易性乔装现象在中国文学中自古有之,而在戏曲舞台上表现得尤其充分。女性易钗而弁的流行始于明代剧作家徐渭的《雌木兰》与《女状元》。前者称褒身披戎装、替父从军的女英雄花木兰,后者颂扬以男装应试、博取状元的才女黄崇嘏。据戏曲学家王骥德自叙,女扮男装故事风行之后,“好事者以《女状元》并余旧所谱《陈子高传》称为《男皇后》,并刻以传。”[5]性别易装俨然成为一种特定的剧情程式。陈子高是南北朝陈文帝麾下将军,容貌昳丽如妇人,深受文帝宠幸。王骥德的杂剧《男皇后》据此改编,但着力于艳情的渲染,陈子高先被立为女装的男王后,又受临川王之妹玉华公主嬖爱,翻成不改女妆的男驸马、裙钗婿。《男皇后》与《雌木兰》《女状元》合并刻印,开启了易性乔装故事的市井流传。笔者据《古本戏曲剧目提要》[6]统计,现存明清易性乔装剧计106种,性别乔装成为明清戏曲、小说创作中一种常用的叙事方式。
易性乔装在戏曲中频繁现身乃至成为一种程序性套路,蕴含着文化心理、文学艺术传统等复杂的背景因素,而与性别问题关系尤为密切。20世纪上半叶社会学家潘光旦先生译述英国性学名著《性心理学》,曾对中国笔记小说载录的女扮男装文本加以阐发,他说:
大抵木兰、祝英台一类的故事多少都建筑在戾换状态之上,在以前男女之别极严的时代,少数女子居然甘冒了大不韪,以男子自居,而居之到数年或数十年之久,其间必有强烈的心理倾向在后面策动,是可以无疑的。代父从军,为父兄复仇(如谢小娥之例),以及易于在乱离之世混迹等身外的原因,似乎都不足以完全加以解释[7]。

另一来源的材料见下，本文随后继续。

PR #296, opened 2017-12-15
Default throughput to cheapest option

EricJizbaMSFT:
The portal lists 1,000 as the lower limit (not 2,500)
screen shot 2017-12-15 at 11 16 00 am

This fixes it for graph and docdb (the graph tree item inherits from the docdbbase class). It does not fix it for mongo since that goes directly though the mongo api (aka not the cosmos api)

### DIFF
--- a/src/docdb/tree/DocDBDatabaseTreeItemBase.ts
+++ b/src/docdb/tree/DocDBDatabaseTreeItemBase.ts
@@ -132,7 +132,7 @@ export abstract class DocDBDatabaseTreeItemBase extends DocDBTreeItemBase<Collec
         try {
             const value = Number(input);
             if (value < minThroughput || value > maxThroughput) {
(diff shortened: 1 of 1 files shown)


src/docdb/tree/DocDBDatabaseTreeItemBase.ts
```diff
@@ -128,8 +131,8 @@ export abstract class DocDBDatabaseTreeItemBase extends DocDBTreeItemBase<Collec
     private static validateThroughput(input: string): string | undefined | null {
         try {
             const value = Number(input);
-            if (value < 2500 || value > 100000) {
-                return "Value needs to lie between 2500 and 100,000"
+            if (value < minThroughput || value > maxThroughput) {
+                return `Value needs to lie between ${minThroughput} and ${maxThroughput}`
```
StephenWeatherford: Since you're changing this, how about simply "Value must be between...", which seems much more natural.

PR #313, opened 2018-01-03
Updating empty documents

### LINKED ISSUE #256: Updating empty documents fails
Tries to get an _id, and fails. 
empty document update

PrashanthCorp:
Fixes #256

### DIFF
--- a/src/docdb/tree/DocDBDocumentTreeItem.ts
+++ b/src/docdb/tree/DocDBDocumentTreeItem.ts
@@ -70,18 +70,22 @@ export class DocDBDocumentTreeItem implements IAzureTreeItem {
     public async update(newData: RetrievedDocument): Promise<RetrievedDocument> {
         const client: DocumentClient = this._collection.getDocumentClient();
         const _self: string = this.document._self;
-        this._document = await new Promise<RetrievedDocument>((resolve, reject) => {
-            client.replaceDocument(_self, newData,
-                { accessCondition: { type: 'IfMatch', condition: newData._etag }, partitionKey: this.partitionKeyValue },
-                (err, updated: RetrievedDocument) => {
-                    if (err) {
-                        reject(new Error(err.body));
-                    } else {
-                        resolve(updated);
-                    }
-                });
-        });
-
+        if (Object.getOwnPropertyNames(newData).length === 0) {
+            throw new Error("Updating a document with no fields in the document does nothing");
+        }
+        else {
+            this._document = await new Promise<RetrievedDocument>((resolve, reject) => {
+                client.replaceDocument(_self, newData,
+                    { accessCondition: { type: 'IfMatch', condition: newData._etag }, partitionKey: this.partitionKeyValue },
+                    (err, updated: RetrievedDocument) => {
+                        if (err) {
+                            reject(new Error(err.body));
+                        } else {
+                            resolve(updated);
+                        }
+                    });
+            });
+        }
         return this.document;
     }
 
--- a/src/docdb/tree/DocDBDocumentTreeItem.ts
+++ b/src/docdb/tree/DocDBDocumentTreeItem.ts
@@ -85,8 +85,8 @@ export class DocDBDocumentTreeItem implements IAzureTreeItem {
                         }
                     });
             });
+            return this.document;
         }
-        return this.document;
     }
 
     private getPartitionKeyValue(): string | undefined {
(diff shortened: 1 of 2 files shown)


src/docdb/tree/DocDBDocumentTreeItem.ts
```diff
@@ -70,19 +70,23 @@ export class DocDBDocumentTreeItem implements IAzureTreeItem {
...
-                        reject(new Error(err.body));
-                    } else {
-                        resolve(updated);
-                    }
-                });
-        });
-
-        return this.document;
+        if (Object.getOwnPropertyNames(newData).length === 0) {
+            throw new Error("Updating a document with no fields in the document does nothing");
```
EricJizbaMSFT: I'm not sure this error is very helpful and the user would run into the same problem if they just deleted the _self/_etag fields and left all other fields. Maybe just check if _self and _etag are defined and change the message to something like "The '_self' and '_etag' fields are required to update a document."

src/mongo/tree/MongoDocumentTreeItem.ts
```diff
@@ -58,8 +58,13 @@ export class MongoDocumentTreeItem implements IAzureTreeItem {
     }
 
     public async update(newDocument: IMongoDocument): Promise<IMongoDocument> {
-        this.document = await MongoDocumentTreeItem.update(this._collection, newDocument);
-        return this.document;
+        if (Object.getOwnPropertyNames(newDocument).length === 0) {
+            throw new Error("Updating a document with no fields in the document does nothing");
```
EricJizbaMSFT: Same comment as above (Except this time check for _id instead of _self/_etag).

Also move the check down into the static update method instead of here (otherwise anything that calls the static method directly won't get this message).

src/mongo/tree/MongoDocumentTreeItem.ts
```diff
@@ -58,16 +58,14 @@ export class MongoDocumentTreeItem implements IAzureTreeItem {
...
-        else {
-            this.document = await MongoDocumentTreeItem.update(this._collection, newDocument);
-            return this.document;
-        }
+        this.document = await MongoDocumentTreeItem.update(this._collection, newDocument);
+        return this.document;
     }
 
     public static async update(collection: Collection, newDocument: IMongoDocument): Promise<IMongoDocument> {
+        if (Object.getOwnPropertyNames(newDocument).indexOf("_id") < 0) {
```
StephenWeatherford: suggest: 
  if ("_id" in newDocument)

or

const id = newDocument._id;
if (!id) {
   throw ...
}
const filter: object = { _id: id };

StephenWeatherford: Note that the last one will throw if "_id" exists but is empty.  The other checks you've got will pass if _id is an empty string (or if it's a truthy non-string).

src/mongo/tree/MongoDocumentTreeItem.ts
```diff
@@ -63,6 +63,9 @@ export class MongoDocumentTreeItem implements IAzureTreeItem {
     }
 
     public static async update(collection: Collection, newDocument: IMongoDocument): Promise<IMongoDocument> {
+        if (!newDocument["_id"]) {
```
EricJizbaMSFT: Does this work if newDocument is null? Or do you need to do:
```
if (!newDocument || !newDocument["_id"])
```

src/docdb/tree/DocDBDocumentTreeItem.ts
```diff
@@ -70,19 +70,24 @@ export class DocDBDocumentTreeItem implements IAzureTreeItem {
...
-                        reject(new Error(err.body));
-                    } else {
-                        resolve(updated);
-                    }
-                });
-        });
-
-        return this.document;
+        const newDocProperties = Object.getOwnPropertyNames(newData);
+        if (["_self", "_etag", "_rid"].some((element) => !newDocProperties[element])) {
```
EricJizbaMSFT: This should be `!newData[element]` instead of `!newDocProperties[element]`

src/docdb/tree/DocDBDocumentTreeItem.ts
```diff
@@ -70,19 +70,24 @@ export class DocDBDocumentTreeItem implements IAzureTreeItem {
...
+            throw new Error(`The "_self", "_etag" and "_rid" fields are required to update a document`);
```
EricJizbaMSFT: I don't think _rid is required? You only use _etag and _self below...

src/mongo/tree/MongoDocumentTreeItem.ts
PrashanthCorp: I tried the following : 
1. Empty document ({}) - In this case, `newDocument` exists, but `newDocument["_id"]` does not. 
2. Empty text  - it doesn't hit this line, since the JSON parser throwsan `Unexpected end of input` error

PR #315, opened 2018-01-04
Leverage shared AzureActionHandler

EricJizbaMSFT:
See this PR for more details: https://github.com/Microsoft/vscode-azuretools/pull/53
Builds will fail until that is merged.


src/extension.ts
```diff
@@ -53,51 +54,52 @@ export function activate(context: vscode.ExtensionContext) {
 
 	context.subscriptions.push(vscodeUtil.getOutputChannel());
 
+	const actionHandler: AzureActionHandler = new AzureActionHandler(context, getOutputChannel(), reporter);
 	// Commands
-	initAsyncCommand(context, 'cosmosDB.createAccount', async (node?: IAzureParentNode) => {
+	actionHandler.registerCommand('cosmosDB.createAccount', async (node?: IAzureParentNode) => {
```
PrashanthCorp: Is there a specific reason why we're moving the initAsyncCommand to the shared lib under the actionHandler?

EricJizbaMSFT: As a general practice, it's better to share code than copy code. In this case, I was spurred to do this work by the bugs mentioned in [this PR](https://github.com/Microsoft/vscode-azuretools/pull/53). I wanted to fix them in one place instead of duplicating the work in each extension.

PR #318, opened 2018-01-08
Leverage callWithTelemetry from shared package

EricJizbaMSFT:
Builds will fail until this is merged: https://github.com/Microsoft/vscode-azuretools/pull/55


package.json
```diff
@@ -668,7 +668,7 @@
 		"socket.io": "^1.7.3",
 		"socket.io-client": "^1.7.3",
 		"underscore": "^1.8.3",
-		"vscode-azureextensionui": "~0.5.0",
+		"vscode-azureextensionui": "~0.5.2",
```
PrashanthCorp: This might need to be 0.5.3 as per the latest PR

src/utils/telemetry.ts
```diff
@@ -47,35 +46,3 @@ function sendTelemetry(eventName: string, properties?: { [key: string]: string;
         reporter.sendTelemetryEvent(eventName, properties, measures);
```
PrashanthCorp: I don't see the function `sendTelemetry` being used, now that the `callWithTelemetry` function is removed.

Issue #215, opened 2017-11-16
[From marketplace feedback] Support the Cosmos DB Emulator


fiveisprime:
>Excellent extension. Support for the Azure CosmosDB Emulator would be a useful addition though.

tjrobinson:
Thanks for taking this feedback on board. I would like to be able to use the same tool for both development and production and to be able to connect to the Emulator when developing code locally, all from the same tool.

EricJizbaMSFT:
This might be as easy as attaching with a 'localhost' address. Let's look into for 0.4.0

jasonchester:
Connecting to a graph on the emulator with the default connection string:
>AccountEndpoint=https://localhost:8081/;AccountKey=C2y6yDjf5/R+ob0N8A7Cgv30VRDJIWEHLM+4QDU5DE2nQ9nDuVTqobD4b8mGGyPMbIZnqyMsEcaGQy67XIw s/Jw==;

 I get the following error in the electron developer console:

`messageService.ts:126 self signed certificate: Error: self signed certificate
	at TLSSocket.<anonymous> (_tls_wrap.js:1088:38)
	at emitNone (events.js:86:13)
	at TLSSocket.emit (events.js:188:7)
	at TLSSocket._finishInit (_tls_wrap.js:610:8)
	at TLSWrap.TLSSocket._init.ssl.onhandshakedone (_tls_wrap.js:440:38)
e.doShow @ messageService.ts:126
e.show @ messageService.ts:105
(anonymous) @ mainThreadTreeViews.ts:83
v @ winjs.base.raw.js:1209
enter @ winjs.base.raw.js:901
_run @ winjs.base.raw.js:1068
_error @ winjs.base.raw.js:1041
e.resolveErr @ lazyPromise.ts:78
e._receiveOneMessage @ rpcProtocol.ts:68
(anonymous) @ rpcProtocol.ts:32
(anonymous) @ rpcProtocol.ts:157
e.fire @ event.ts:142
(anonymous) @ ipc.net.ts:81
emitOne @ events.js:96
emit @ events.js:191
readableAddChunk @ _stream_readable.js:178
Readable.push @ _stream_readable.js:136
onread @ net.js:560
log.ts:165   ERR Please return an array of children.: Error: Please return an array of children.
    at file:///C:/Program Files/Microsoft VS Code/resources/app/out/vs/workbench/workbench.main.js:299:343
[...]

PR #324, opened 2018-01-12
Add Emulator support - Mongo and DocumentDB entry points

PrashanthCorp:
Addresses #215. 

- Add an 'attach emulator' command in the context menu. 
- Add SSL verification flags to ensure VSCode allows connections despite self-signed certificates in emulators. 
- Modify treeItem creation and persistence to incorporate labels. This helps the `(emulator - Mongo)` tag to persist across sessions. 

ToDo: 
Graphs - remove endpoint checks to allow connections to localhost


src/docdb/tree/DocDBTreeItemBase.ts
```diff
@@ -19,6 +21,8 @@ export abstract class DocDBTreeItemBase<T> implements IAzureParentTreeItem {
     public readonly documentEndpoint: string;
     public readonly masterKey: string;
 
+    public SSLVerify: boolean;
+
```
PrashanthCorp: This is the only public member that's not read only. Not a stray line.

src/docdb/tree/DocDBTreeItemBase.ts
```diff
@@ -33,7 +37,12 @@ export abstract class DocDBTreeItemBase<T> implements IAzureParentTreeItem {
     }
 
     public getDocumentClient(): DocumentClient {
-        return new DocumentClient(this.documentEndpoint, { masterKey: this.masterKey });
+        const documentBase = lib.DocumentBase;
+        var connectionPolicy = new documentBase.ConnectionPolicy();
+        const userPreferenceSSLVerify: boolean = vscode.workspace.getConfiguration().get("http.proxyStrictSSL");
+        connectionPolicy.DisableSSLVerification = !userPreferenceSSLVerify && !this.SSLVerify;
```
PrashanthCorp: This line requires the user setting `http.proxyStrictSSL` to be set to false to pass.

src/extension.ts
```diff
@@ -65,10 +65,18 @@ export function activate(context: vscode.ExtensionContext) {
 	});
 	actionHandler.registerCommand('cosmosDB.attachDatabaseAccount', async () => {
 		const rootNodes = await explorer.getChildren();
-		const attachedNode = <IAzureParentNode<AttachedAccountsTreeItem>>rootNodes.find((node) => node.treeItem instanceof AttachedAccountsTreeItem);
-		if (attachedNode) {
-			await attachedNode.treeItem.attachNewAccount();
-			explorer.refresh(attachedNode);
+		const attachedDatabasesNode = <IAzureParentNode<AttachedAccountsTreeItem>>rootNodes.find((node) => node.treeItem instanceof AttachedAccountsTreeItem);
```
PrashanthCorp: Variable name change because I found it a bit unclear whether attachedNode meant the _attached Database_ or the _Attached Database Accounts_ root

src/tree/AttachedAccountsTreeItem.ts
```diff
@@ -81,21 +83,73 @@ export class AttachedAccountsTreeItem implements IAzureParentTreeItem {
...
+                    return;
+                }
+                else {
+                    return "Port must be finite integer";
+                }
+            }
+            catch {
+                return "Port must be finite integer";
+            }
+        };
```
PrashanthCorp: Defining this validation check makes this function look larger than usual. Didn't find a good enough reason to move it outside the `attachEmulator` function though.

src/tree/AttachedAccountsTreeItem.ts
```diff
@@ -81,21 +83,73 @@ export class AttachedAccountsTreeItem implements IAzureParentTreeItem {
...
+            }
+            else {
+                defaultPort = "8081";
+            }
+            const port: string = await vscode.window.showInputBox({
+                value: defaultPort,
+                prompt: 'Enter the localhost port for the emulator',
+                validateInput: validateInput,
+                ignoreFocusOut: true
+            });
```
PrashanthCorp: Allow entering a port for this: 
https://stackoverflow.com/questions/44851311/cosmosdb-emulator-cant-start-since-port-is-already-in-use

src/tree/AttachedAccountsTreeItem.ts
```diff
@@ -136,45 +190,50 @@ export class AttachedAccountsTreeItem implements IAzureParentTreeItem {
                 const accounts: any[] = JSON.parse(value);
                 await Promise.all(accounts.map(async account => {
                     let id: string;
+                    let label: string;
```
PrashanthCorp: ID would be `localhost:8081`, label would be `localhost:8081 (Emulator - MongoDB)`.

src/tree/AttachedAccountsTreeItem.ts
```diff
@@ -81,21 +83,73 @@ export class AttachedAccountsTreeItem implements IAzureParentTreeItem {
...
+                ignoreFocusOut: true
+            });
+            if (port) {
+                if (defaultExperience === Experience.MongoDB) {
+                    connectionString = `mongodb://localhost:C2y6yDjf5/R+ob0N8A7Cgv30VRDJIWEHLM+4QDU5DE2nQ9nDuVTqobD4b8mGGyPMbIZnqyMsEcaGQy67XIw/Jw==@localhost:${port}/admin?ssl=true`;
+                }
+                else {
+                    connectionString = `AccountEndpoint=https://localhost:${port}/;AccountKey=C2y6yDjf5/R+ob0N8A7Cgv30VRDJIWEHLM+4QDU5DE2nQ9nDuVTqobD4b8mGGyPMbIZnqyMsEcaGQy67XIw/Jw==;`;
+                }
+                const label = `localhost:${port} (Emulator - ${defaultExperience})`
```
EricJizbaMSFT: I'm not sure we need 'localhost:8081' if we're going to display 'Emulator' in the label. Why not just make the label "MongoDB Emulator" or "DocDB Emulator"?

src/docdb/tree/DocDBTreeItemBase.ts
EricJizbaMSFT: I'd like to get some second opinions on this since it has potential security risks to the user. @whiskeyjay @StephenWeatherford the Cosmos DB emulator always uses self-signed certificates so we have to set connectionPolicy.DisableSSLVerification for it to work. How do you think we should determine when to set DisableSSLVerification?

The 'http.proxyStrictSSL' Prashanth is using here is defined by VS Code

src/tree/AttachedAccountsTreeItem.ts
```diff
@@ -81,21 +83,73 @@ export class AttachedAccountsTreeItem implements IAzureParentTreeItem {
...
+                let treeItem: IAzureTreeItem = await this.createTreeItem(connectionString, defaultExperience, label);
+                if (treeItem instanceof DocDBAccountTreeItem || treeItem instanceof GraphAccountTreeItem || treeItem instanceof TableAccountTreeItem) {
+                    treeItem.SSLVerify = false;
```
EricJizbaMSFT: It feels like this boolean should be 'treeItem.isEmulator = true' since the emulator accounts might have other behavior specific to them.

src/tree/AttachedAccountsTreeItem.ts
PrashanthCorp: I agree more with the vscode setting. The default attach will have the same issue of having to identify when it's an emulator to disable SSL-checks.

src/docdb/tree/DocDBTreeItemBase.ts
StephenWeatherford: Swamped, I'll get back to you.

whiskeyjay: If connectionPolicy.DisableSSLVerification is for the emulator connection only, and setting this flag alone can make things work, I'd show a prompt the first time when a user tries to add the connection explaining the connection will ignore the SSL cert, and ask for their permission to proceed. I believe name "localhost" can be hijacked in some circumstances, causing the extension trying to connect to an unexpected server, that plus ignoring SSL cert can be a problem.

src/tree/AttachedAccountsTreeItem.ts
```diff
@@ -81,21 +83,73 @@ export class AttachedAccountsTreeItem implements IAzureParentTreeItem {
...
             throw new UserCancelledError();
         }
     }
 
+    public async attachEmulator(): Promise<void> {
+        let connectionString: string;
+        const defaultExperience = <Experience>await vscode.window.showQuickPick(['MongoDB', 'DocumentDB'], { placeHolder: "Select a Database Account API...", ignoreFocusOut: true });
+        let validateInput: (input: string) => string | undefined | null = (input: string) => {
+            try {
+                if (parseInt(input).toString() === input) {
```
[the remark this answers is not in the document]
PrashanthCorp: Systems have a range reserved for [ephemeral ports](https://en.wikipedia.org/wiki/Ephemeral_port#Range), which vary based on the kernel. Hence, I didn't enforce the number restriction, only that the port is a whole number. Based on [Eric's comment](https://github.com/Microsoft/vscode-cosmosdb/pull/324#discussion_r161867499), I shall be re-writing this portion of the code.

src/extension.ts
```diff
@@ -56,9 +56,20 @@ export function activate(context: vscode.ExtensionContext) {
 		await node.createChild();
 	});
 	actionHandler.registerCommand('cosmosDB.attachDatabaseAccount', async () => {
-		const attachedNode: IAzureParentNode<AttachedAccountsTreeItem> = await getAttachedNode(tree);
-		await attachedNode.treeItem.attachNewAccount();
-		await tree.refresh(attachedNode);
+		const rootNodes = await tree.getChildren();
+		const attachedAccountsNode = <IAzureParentNode<AttachedAccountsTreeItem>>rootNodes.find((node) => node.treeItem instanceof AttachedAccountsTreeItem);
```
EricJizbaMSFT: Use `getAttachedNode` (Although you can change the name to `getAttachedAccountsNode` if you want)

In addition, the node should always exist, so you don't need to check `if (attachedAccountsNode)`

src/mongo/tree/MongoDatabaseTreeItem.ts
```diff
@@ -28,7 +28,12 @@ export class MongoDatabaseTreeItem implements IAzureParentTreeItem {
 		this._accountConnectionString = accountConnectionString;
 		this._parentId = parentId;
 		const uri: vscode.Uri = vscode.Uri.parse(accountConnectionString);
-		this.connectionString = `${uri.scheme}://${uri.authority}/${this._databaseName}?${uri.query}`;
+		const path = uri.path.substring(0, uri.path.lastIndexOf('/'));
+		if (accountConnectionString.includes('localhost')) {
+			this.connectionString = `${uri.scheme}://${uri.authority}${path}/${this._databaseName}?${uri.query}`;
+		} else {
+			this.connectionString = `${uri.scheme}://${uri.authority}/${this._databaseName}?${uri.query}`;
```
EricJizbaMSFT: Path only matters for localhost? It seems like we should include it in both

Something like this should work in all cases:
```
this.connectionString = `${uri.scheme}://${uri.authority}${uri.path}${this._databaseName}?${uri.query}`;
```

src/tree/AttachedAccountsTreeItem.ts
```diff
@@ -100,21 +102,53 @@ export class AttachedAccountsTreeItem implements IAzureParentTreeItem {
...
         }
     }
 
+    public async attachEmulator(): Promise<void> {
+        let connectionString: string;
+        const defaultExperience = <Experience>await vscode.window.showQuickPick(['MongoDB', 'DocumentDB', 'Graph'], { placeHolder: "Select a Database Account API...", ignoreFocusOut: true });
+        if (defaultExperience) {
+            let port: number;
+            if (defaultExperience === Experience.MongoDB) {
+                port = vscode.workspace.getConfiguration().get<number>("cosmoDB.emulator.mongoPort") || 10255;
```
EricJizbaMSFT: I thought `WorkspaceConfiguration.get` already returned the default it if the value didn't exist. No need to have the port hard-coded in two places if we can avoid it

src/tree/AttachedAccountsTreeItem.ts
```diff
@@ -100,21 +102,53 @@ export class AttachedAccountsTreeItem implements IAzureParentTreeItem {
...
+            }
+            else {
+                port = vscode.workspace.getConfiguration().get<number>("cosmosDB.emulator.port") || 8081;
+            }
+            if (port) {
+                if (defaultExperience === Experience.MongoDB) {
+                    connectionString = `mongodb://localhost:C2y6yDjf5/R+ob0N8A7Cgv30VRDJIWEHLM+4QDU5DE2nQ9nDuVTqobD4b8mGGyPMbIZnqyMsEcaGQy67XIw/Jw==@localhost:${port}/admin?ssl=true`;
```
EricJizbaMSFT: This is the connection string for the 'admin' database. I would suggest removing 'admin' so that it's just the connection string for the mongo account. I believe that would help simplify your connection string logic in MongoDatabaseTreeItem

src/tree/AttachedAccountsTreeItem.ts
PrashanthCorp: That was my understanding too, but my testing seemed to throw an error here. Specifically, it looked at the default for DocDB but not Mongo. 
A restart of VSCode seemed to use the defaults correctly. :)

src/mongo/tree/MongoDatabaseTreeItem.ts
```diff
@@ -28,7 +28,7 @@ export class MongoDatabaseTreeItem implements IAzureParentTreeItem {
 		this._accountConnectionString = accountConnectionString;
 		this._parentId = parentId;
 		const uri: vscode.Uri = vscode.Uri.parse(accountConnectionString);
-		this.connectionString = `${uri.scheme}://${uri.authority}/${this._databaseName}?${uri.query}`;
+		this.connectionString = `${uri.scheme}://${uri.authority}${uri.path}/${this._databaseName}?${uri.query}`;
```
EricJizbaMSFT: Make sure to test non-emulator mongo accounts. This doesn't work in that case:
screen shot 2018-01-22 at 3 58 53 pm

There's an extra slash. You can either remove it after `${uri.path}` and assume the path has it or (even better) do some extra error-checking like this:
```
const path: string = uri.path.endsWith('/') ? uri.path.slice(0, -1) : uri.path;
```

PrashanthCorp: I could not repro this error. 
The `uri.path` takes a `"/"` in that case.  I'll try to repro this and then put in the error-checks.

src/extension.ts
```diff
@@ -56,9 +56,16 @@ export function activate(context: vscode.ExtensionContext) {
 		await node.createChild();
 	});
 	actionHandler.registerCommand('cosmosDB.attachDatabaseAccount', async () => {
-		const attachedNode: IAzureParentNode<AttachedAccountsTreeItem> = await getAttachedNode(tree);
-		await attachedNode.treeItem.attachNewAccount();
-		await tree.refresh(attachedNode);
+		const rootNodes = await tree.getChildren();
```
EricJizbaMSFT: rootNodes is unused. Remove it from here and below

谢小娥是坚忍沉毅为父复仇的奇女子,其事较早见于唐传奇。潘光旦推测,木兰、英台等女性换装者大多具有强烈的心理倾向策动,也称“戾换状态”,亦即“服饰的逆转现象”(transvestism)。他认为,这类女性换装者虽然不能与现代意义的同性恋混为一谈,但在服饰、动作的姿态与方式,乃至情绪的取舍上,多少存在着趋同男性的心理。潘氏受西方性学影响,已然敏锐关注女扮男装的情节模式,却未能深察易装者在中国传统社会与文化中潜藏的隐秘意义。相形之下,西方性学家弗洛伊德的论断更契合中西文化对待易性乔装者观念理解的差异,弗氏指出:
由于各种不同之文化、社会背景,常常产生不同之性观念、习惯与态度,以至于影响不同之性心理发展。且对性异常之发生,看法与态度,亦大有所不同。比如有些文化社会背景里,对性之区别十分清楚,男孩子不必拼命表现其男子气概来证明自己是个男孩子,而女孩子也不必努力去表现女孩子气来证明女性特点,且因男女性别之差异甚为分明,故不易产生同性恋等之异常……中国之花木兰,以女性身份,从事男性工作,可是中国社会却未曾把她当作性异常者(装扮异性症)看待,反而以英雄身份称赞她。同样地,祝英台化装成男学生到学堂念书,社会从未有人怀疑过她的性心理问题。总之,由于不同之文化背景,社会对性异常之敏感与接受性,甚为不同[8]。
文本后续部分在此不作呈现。